Being an Angeleno, part of it as a fourth-generation Californian, I was just devastated by the fires. So, I feel for the community that’s there. A couple of thoughts here, but first:
This is top of mind for me because I just came back from Detroit, where I’ve been thinking a lot about how we honor the past. In Detroit, the I-375 freeway wiped out a thriving Black middle-class neighborhood. Similarly, in places like Altadena, there was an opportunity for Black families to build generational wealth in communities they created, and that was evaporated. History can’t be lost in the rebuilding process.
Second, there are a lot of different folks coming in with a lot of different ideas. What we’ve learned is that it’s essential to bring all the key stakeholders around the table, so people aren’t working at cross purposes. Everyone wants the same thing—supporting homes, continuing economic development, but we have to avoid ending up with a vacant landscape for the next 20 years.
Last, it comes down to the old adage—“If you want to go fast, go alone. If you want to go far, go together.” Taking the time to engage residents, nonprofits, the city, and all the key players—to get it right is critical. It can be frustrating, because people want action quickly, but showing early progress and building wins along the way keeps people engaged and prevents burnout.
Last question: A new book by Michael Lewis, drawn from The Washington Post reporting over the past two years (Who Is Government?: The Untold Story of Public Service) profiles people like you: unsung public servants who have served with dedication and success the “public interest.” How have you succeeded?
I see my job as being a convener, bringing people together. We could not do this project without our city partners, and we’ve had amazing city staff doing really good work under very tough circumstances, especially now. That’s where the benefits of public-private partnership come through. The city can bring significant resources.
For example, the District of Columbia is funding half of the construction costs for the Bridge Park, and that’s meaningful. They bring expertise and scale, and what we bring to the table is longevity. We run an organization called the Town Hall Education Arts & Recreation Campus (THEARC) on a 99-year lease with the city, operating what’s become the largest privately funded coalition of social sector nonprofits in the country.

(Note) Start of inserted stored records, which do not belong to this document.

PR #716, opened 2026-08-07
feat(about): add a Special Thanks section to both about pages

alxjrvs:
Adds a **Special Thanks** section to the About page, between "About the Dev" and the Ko-fi support block.

It goes into the shared `Colophon`, so it appears on **both** about pages — `salvageunion.io/about` and ITUN's `/about` — the same way the author bio and LLM statement already do.

## Content

New repo-root `SPECIAL_THANKS.md`, following the existing `ABOUT_JRVS.md` / `LLM_STATEMENT.md` contract: one document, no second copy, read by srd at build time via `node:fs` and by ITUN via a Vite `?raw` import. Editing the wording changes both sites together, with no component change.

## Rendered order on `/about`

```
About the Dev
Special Thanks      ← new
Support the Project (Ko-fi)
```

Verified against the real built output (`apps/srd/dist/about/index.html`), not just the source.

## Verification

- `bun run check:fast` — lint, `validate:all`, knip, typecheck across all six workspaces: green
- `bun run test` — 0 failures
- `bun run format` — clean
- `bun ssg/build.ts` — 1,039 pages, 900 endpoints

## Note on `ssg/parity.ts`

Not run: the baseline is gitignored and absent in a fresh worktree. It would report a `<main>` text difference on `about/index.html` either way — this PR deliberately adds visible prose to that page, and the parity baseline is frozen at the last Astro commit. That is expected for any intentional post-migration content edit, not a regression introduced here.

🤖 Generated with [Claude Code](https://claude.com/claude-code)

https://claude.ai/code/session_0123FhUCSo53Qx3aiJ3k71t8

PR #721, opened 2026-08-07
docs: update the LLM statement copy

alxjrvs:
Rewrites `LLM_STATEMENT.md` — the single canonical file rendered verbatim in the colophon on both about pages (srd reads it at build time with `node:fs`; ITUN inlines it via a Vite `?raw` import), so both sites change together.

## What changed

- **Names the specific tools** used: AugmentCode, Kilo, Claude, and open weight models.
- **Adds a link to this repo** as the receipt for the review claim — `[GitHub](…)` is the one inline markdown form the colophon renderer interprets.
- **Draws an explicit boundary around game content and runtime**: no LLM authored the rules, none is called while using the site, and none belongs in play.
- **States the judgment boundary on data**: the schema and entity dataset are hand-authored; an LLM only ever applied a specified change there, never originated one.
- Keeps the open-weights paragraph verbatim, and closes on "Software, like games, will eternally be a human endeavor."

## Why this shape

Checked against [Anthropic's AI diligence statement guidance](https://claude.com/resources/tutorials/writing-an-ai-diligence-statement). The revision covers all five of its essential elements — what AI assisted with, which tools, review and involvement, changes the author made, and accountability — where the previous copy left elements 2 and 4 unaddressed.

## Verification

- `bun --filter component-lib test` → **761 pass / 0 fail**, including `MarkdownSection.test.tsx`, which reads the real `LLM_STATEMENT.md` off disk and asserts its heading parses.
- Format contract held: one `#` heading, blank-line-separated paragraphs, no bold/italic/list markup (which would ship as literal punctuation).

https://claude.ai/code/session_018wq3syswSkrVtcY1YBJBVe

### DIFF
--- a/LLM_STATEMENT.md
+++ b/LLM_STATEMENT.md
@@ -15,14 +15,10 @@
 
 # LLM Statement
 
-This was started as a hand-made project, and it predates the LLMs now used to work on it. The site and its schema are still shaped by hand.
+This project was conceived and created before the popularization of LLM coding tools. In its continued development, I have made use of various LLM coding tools to aid in the production of code, features, design, API documentation, deployments, and bug fixes. These have included AugmentCode, Kilo, Claude, and various open weight models. All LLM changes were directed, reviewed, and deployed by me, in addition to any actions taken by the LLMs. The [GitHub](https://github.com/SalvageUnion-io/SU-SRD) shows the full extent of LLM involvement. Bugs and errors are my responsibility, and the blame for them falls on me.
 
-Much of the code since then has been written with LLM assistance. Every change is directed, read, run, and merged by me, and the commit history shows which parts.
-
-The content described in the SRD is all sourced from Leyline Press, and none of it has been authored by me or any of my LLM coding assistants.
-
-My job requires proficiency in these tools, and I best gain proficiency through passion projects like this. It has been my intention to use LLMs as a force multiplier, not as a replacement for my own judgment: to more consistently and efficiently implement my changes, not to decide on the changes themselves. Bugs or issues in this project are solely my responsibility and my fault.
+The data schema and the entity dataset are hand-authored and hand-corrected; where an LLM has touched them, it was to apply a change I specified, not to originate one. All game content is sourced from Leyline Press, and no LLMs have been used in the production of game rules or content on this site. No LLMs are in use or being called while using this site. No LLMs are used in the playing of this game, nor should they be.
 
 I support open-weight models. I am against consolidated ownership of LLM infrastructure, and against the obtrusive, environmentally unsound data centers built to serve it.
 
-Software is, and will always be, a human endeavor.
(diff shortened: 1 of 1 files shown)


alxjrvs (commented):
**No findings.** The reviewable scope is a single commit (`dd0f2788`, "docs: update the LLM statement copy") vs `origin/main` — note that the worktree's local `main` ref is stale, so `git diff main...HEAD` misleadingly shows 34 files; the real diff is `LLM_STATEMENT.md` only, and `git diff HEAD` is empty. No code changed.

What I verified rather than assumed:

- **Format contract holds.** `LLM_STATEMENT.md`'s own header comment restricts the file to one `#` heading, blank-line-separated paragraphs, and `[label](href)` as the only interpreted inline markdown. The new copy adds exactly one link (`[GitHub](https://github.com/SalvageUnion-io/SU-SRD)`), which `parseInline` handles (`https://` passes `isLinkableHref`), and introduces no bold, italics, or `- ` lists that would have shipped as literal punctuation.
- **The repo-root-document guards pass.** `packages/component-lib/src/markdownSection/MarkdownSection.test.tsx` reads the real file and asserts the heading is still `LLM Statement`, that no block text matches `/\*\*|^[-*]\s|^#/`, that every link resolves to an `http(s)`/root-relative target with a non-empty label, and that every parsed block renders. `bun --filter component-lib test src/markdownSection` → 26 pass, 0 fail.
- **Both consumers pick the change up with no code edit.** srd reads it at build time with `readFileSync` (`apps/srd/src/pages/about.page.tsx:41`) and itun via `?raw` (`apps/itun/src/routes/about.tsx:4`); no second copy of the prose exists anywhere (grepped the removed sentences — zero hits outside the file).
- **The new factual claim is true.** "No LLMs are in use or being called while using this site" — grepped `apps/` and `packages/` for `openai|anthropic|@ai-sdk|gemini`: no LLM SDK or API call anywhere. `apps/srd/src/endpoints/llmsTxt.ts` serves docs *to* LLM consumers, which is not the site calling one, and `apps/itun/convex/mediator.ts` (the one suspicious module name) is the Mediator/NPC-tray surface, not an AI mediator.

One piece of context worth passing on, which I deliberately did **not** file as a finding: `/about` is SSR'd inside `ColophonIsland` (`ssr` at `apps/srd/src/pages/about.page.tsx:287`), so this copy edit changes `<main>` visible text on a page that `apps/srd/ssg/parity.ts` compares strictly (`/about` is not in `APPEND_ONLY_PAGES` — only `changelog/index.html` is). That gate is already red from the earlier about-page work in #716/#719, since the baseline is frozen at the last Astro commit and can never contain a Special Thanks section; this diff doesn't newly break it, and `parity` is not wired into CI (only `apps/srd/package.json` scripts). Don't read a parity failure on this branch as caused by this change.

During COVID, we launched what was, at the time, the largest privately funded, unconditional cash transfer program in the United States. Through our nonprofit partners, we distributed about $3.5 million directly to residents—no strings attached. That was possible because we had already built the trust, the relationships, and the infrastructure to move quickly when the community needed it most.
Politicians, by nature, come and go. But as community-based non-profits, we can provide consistency, and that’s how we build trust—over the long term. We’re not going anywhere.